Driscoll muted the TV. “What the fuck . . . How the hell?” Clark was smiling. “What?” Driscoll said. “You did that?”

“Shit, no. That’s all General Marion Diggs and Jack Ryan.”

“Your timing is damned incredible, John.”

“Dumb coincidence. I had a hunch he was going to do something like that, but beyond that ...” Clark shrugged. “I’d say that about takes care of your CID problem, wouldn’t you?”

“How do you figure?”

“Ryan’s running for President, Sam, and he just bitch-slapped Kealty on national television. He can either let this bullshit prosecution eat up a few weeks of news cycle or he can dump it and hope people forget about it. As of right now, Kealty’s shit pile of worry just got a lot bigger, and you’ve become small potatoes.”

“I’ll be damned. Thanks, John.”

“Didn’t do anything.”

“My chances of getting Jack Ryan or General Diggs on the phone are pretty slim, so you’ll have to do.”

“I’ll pass it along. Think about my offer. We’ll keep it open till you’re back on your feet, then bring you up for a meet and greet.
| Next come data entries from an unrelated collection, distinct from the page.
PR #2092, opened 2019-04-30
Let ActionView support sizes

TW80000:
So we can support things like

Screen Shot 2019-04-30 at 9 52 08 AM

for Liquid and

Screen Shot 2019-04-30 at 9 52 56 AM

for Ablii, as well as different button sizes specified by the model rather than custom CSS everywhere.

### DIFF
--- a/src/files.js
+++ b/src/files.js
@@ -376,6 +376,7 @@ FOAM_FILES([
   { name: "foam/u2/TableView", flags: ['web'] },
   { name: "foam/u2/TableSelection", flags: ['web'] },
   { name: "foam/u2/Scroller", flags: ['web'] },
+  { name: "foam/u2/ButtonSize", flags: ['web'] },
   { name: "foam/u2/UnstyledActionView", flags: ['web'] },
   { name: "foam/u2/ActionView", flags: ['web'] },
   { name: "foam/u2/DetailPropertyView", flags: ['web'] },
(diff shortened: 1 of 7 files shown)


kgrgreer:
I don't agree with this approach. An action might appear in a desktop toolbar or context menu or in a cellphone or tablet sized/styled application. Or just in dramatically differently styled applications: like Ablii vs Liquid. Overspecifying appearance in Model isn't very flexible. I would rather see just a 'styles' map where you could add hints like 'important', 'destructive', etc. that could be interpreted by the UI(s) however they like.

TW80000:
> I don't agree with this approach. An action might appear in a desktop toolbar or context menu or in a cellphone or tablet sized/styled application. Or just in dramatically differently styled applications: like Ablii vs Liquid. Overspecifying appearance in Model isn't very flexible. I would rather see just a 'styles' map where you could add hints like 'important', 'destructive', etc. that could be interpreted by the UI(s) however they like.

What do you say?”

“Sounds good.”

Forty-three hours after Adnan opened the seacocks on Salychev’s Halmadic trawler and sunk it along with his three comrades beneath the surface of the Barents Sea 700 feet below, the second package arrived at the Dubai warehouse.

Since Musa’s arrival, the engineer had been hard at work, setting up the lead-lined containment tent on the warehouse’s floor and checking his inventory list of component parts. Like the tent itself, which had been manufactured in Malaysia based on specifications stolen from the online curriculum for Fort Leonard Wood’s Operational Radiation Safety (OPRAD) course, the component parts had been laser-milled and lathed in Morocco-based Ukrainian schematics.

The beauty of simplicity, Musa thought.

Each of the device’s components was born either from benign dual-use technology or from plans that had long ago been discontinued, considered obsolete according to modern standards.